# EXERCISE REQUIREMENTS
Report back every line from the entries below in which the word "canonical" occurs.

__________

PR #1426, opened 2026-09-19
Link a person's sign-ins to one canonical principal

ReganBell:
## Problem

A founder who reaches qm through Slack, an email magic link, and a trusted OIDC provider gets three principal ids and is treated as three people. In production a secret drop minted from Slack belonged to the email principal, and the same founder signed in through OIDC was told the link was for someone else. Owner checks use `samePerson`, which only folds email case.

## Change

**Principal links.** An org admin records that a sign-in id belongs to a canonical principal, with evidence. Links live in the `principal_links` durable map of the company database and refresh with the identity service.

__________

# SOLUTION
Link a person's sign-ins to one canonical principal
**Principal links.** An org admin records that a sign-in id belongs to a canonical principal, with evidence. Links live in the `principal_links` durable map of the company database and refresh with the identity service.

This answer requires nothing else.